The Reserve Bank of Australia (RBA) said it would attempt to avoid raising interest rates too quickly, citing a negative impact to heavily indebted Australian households and the potential for strangled economic growth.
Last Thursday, RBA Governor Philip Lowe claimed he would not be rushed by the actions of overseas central banks into raising rates. This is to avoid placing too much pressure on households shouldering record levels of debt – including mortgage debt.
Lowe added that he would not be prepared to see the dollar’s exchange rate fall if central banks moved before the RBA believed the time was right for the rate increase.
The current level of household debt means that any increase in rates could have an outsized effect on consumption. “Higher levels of debt mean that household spending could be quite sensitive to increases in interest rates, something the Reserve Bank will be paying close attention to,” Lowe said in a speech delivered in Perth on Thursday.

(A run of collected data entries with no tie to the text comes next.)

PR #102, opened 2017-06-03
Add SPAN around label text for better styling hooks

### LINKED ISSUE #101: Add SPAN around label text for better styling hooks
- [ ] `radio` inputs should have a SPAN tag for textNode
- [ ] `checkbox` inputs should have a SPAN tag for textNode

criticalmaas:
After looking to better enable styling radio and checkboxes for A11y and touch screens, I made a simple change to the rendering to wrap the label textNode with a SPAN tag. I submit for your consideration.

Closes #101

### DIFF
--- a/src/components/checkbox/Checkbox.js
+++ b/src/components/checkbox/Checkbox.js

His comments come amid growing speculation that the long period of very low rates could be coming to an end, as the pace of global economic growth accelerates.

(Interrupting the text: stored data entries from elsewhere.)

PR #110, opened 2017-06-09
Share jsonLogic with ng-formio factory

douglaselee:
ng-formio FormioUtils factory refers to jsonLogic in formio.js version but it's not set.
Can cause problems when needed to evaluate things like JSON Next Page.


travist:
Thank you @douglaselee!

douglaselee:
Happy to help @travist !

The financial markets’ assessment of the likelihood of an interest rate rise in Australia by next March has risen from 32% to 52%, while an increase by next June is considered a certainty.

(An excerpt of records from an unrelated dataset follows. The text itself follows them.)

Issue #1639, opened 2019-09-07
 How to localize form builder


Vedhachala:
Hi, 
We are using the angular wrapper for formio (form builder in specific)
Formiojs version : 3.21.5

I want to use form builder in other languages. It would help if you can tell the way to add i18n translations for form builder.

Thanks,
Vedhachala

randallknutson:
http://formio.github.io/formio.js/app/examples/language.html

Vedhachala:
@randallknutson

 I am able to do this for a form where i give the json and the translations for the strings in it. I followed the steps given [here](https://github.com/formio/angular-formio/wiki/Translations) and it works.

But i want to do the same to the builder , which is rendered by this code `<form-builder [form]="{
  components: []
}"></form-builder>`

To be specific, examples of strings i want to give my translations are: 

'Drag and Drop a form component'
.
'Basic Components' (tabs on the left)
'Text Field'
.
'Display' (In edit dialog)
'Validation'
'Logic'
.
'Custom Default Value'
'Calculated Value'

....etc

basically for all the components under basic, advanced, layout and data
also for the input fields (like 'label','Description','Calculated Value','Custom Default Value') in the edit dialog box under display, data, validation, api, conditional, logic tabs for every component.

How to achieve this ?

randallknutson:
These are supposed to be able to be translated the same as other values. However, I took a quick look and it appears we are missing the translation wrapper around some of these strings. For example, the "Drag and Drop a form component" is located here: https://github.com/formio/formio.js/blob/master/src/templates/bootstrap/builderPlaceholder/form.ejs

and should be wrapped in `{{t('Drag and Drop a form component')}}` so that it can be translatable. To fix this, we can either add these wrappers where they are needed or you can override the templates. You can see https://github.com/formio/formio.js/wiki/Form-Templating for how to do this. 

The Items like Display, Validation and others like that should already be translatable the same way as Forms.

Lastik:
How about DateTimeComponent (form renderer and viewer)? I was unable to figure out how to translate it. As I understand It wraps flatpickr, and flatpickr itself already has translation of some (not all) of the string constants. I was unable to make it localised through angular API. Some hint would be great!

Vedhachala:
@randallknutson 

I was able to do localization,
But i am seeing few issues , the contents inside all the code inputs (like in custom default value and caluclate value) are not getting changed.
[...]

Issue #520, opened 2018-06-12
Translation issue for File Component label "Drop files to attach, or"


airarrazaval:
**CONTEXT**

I am using Form.io to store project's translations using a Translations resource.  The structure of the resource is the following:

```json
{
  "components": [{
      "input": true,
      "inputType": "text",
      "label": "Label",
      "key": "label",
      "type": "textfield"
    },
    {
      "input": true,
      "inputType": "text",
      "label": "English",
      "key": "en",
      "type": "textfield"
    },
    {
      "input": true,
      "inputType": "text",
      "label": "French",
      "key": "fr",
      "type": "textfield"
    },
    {
      "input": true,
      "inputType": "text",
      "label": "Spanish",
      "key": "es",
      "type": "textfield"
    },
    {
      "input": true,
      "inputType": "text",
      "label": "Arabic",
      "key": "ar",
      "type": "textfield"
    },
    {
      "input": true,
      "inputType": "text",
      "label": "Chinese",
      "key": "zn",
      "type": "textfield"
    },
    {
      "input": true,
      "inputType": "text",
      "label": "Russian",
      "key": "ru",
      "type": "textfield"
    }
  ]
}
```

Where `label` is the label we want to translate.  The other components maps to a specific language code (defined by their key) of the label's translation.  

**ISSUE**

When the File Component is rendered it builds the following text node:

https://github.com/formio/formio.js/blob/76eb26435690ff361f035d6da81c11010c0bfae1/src/components/file/File.js#L271

As you can see, the text node appends extra spaces to both sides of the label `' Drop files to attach, or '`.  Because Form.io trims all inputs, this specific label cannot be translated.  Instead of using spaces in the text node, the same can be achieved with CSS.

**PROPOSED FIX**

Change

https://github.com/formio/formio.js/blob/388e6e4678e143418b1ee319415071ec090e9649/src/sass/formio.form.scss#L204-L207

to

```scss
.formio-component-file .fileSelector .glyphicon, .formio-component-file .fileSelector .fa {
  font-size: 20px;
  margin: 0 5px;
}
```

Change 

https://github.com/formio/formio.js/blob/388e6e4678e143418b1ee319415071ec090e9649/src/sass/formio.form.scss#L209-L211

to

```scss
.formio-component-file .fileSelector .browse {
    cursor: pointer;
    margin: 0 5px;
}
```

change

[...]

PR #1721, opened 2019-09-20
Send user-visible text in templates through i18next.t() function

darabi:
This is related to #520 and #1639. The localisation
strategy using i18next which is described in

https://github.com/formio/formio.js/wiki/Translations

can only work if the text is actually passed to
i18next.t(). This change sends some additional
user-visible strings to i18next.t() for localisation.


travist:
Thank you for this effort!  This will be included in our 4.2.0 build we are working on right now.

Lowe said previous periods of rising rates often exposed excessive consumer borrowing. “Investment strategies that looked sensible when interest rates were very low tend not to look so good when interest rates are higher,” he said.
In Australia, the banks’ biggest concern is growing mortgage debt. Total household debt has risen to an average of 190% of household income, which is a record high and is among the highest in the world.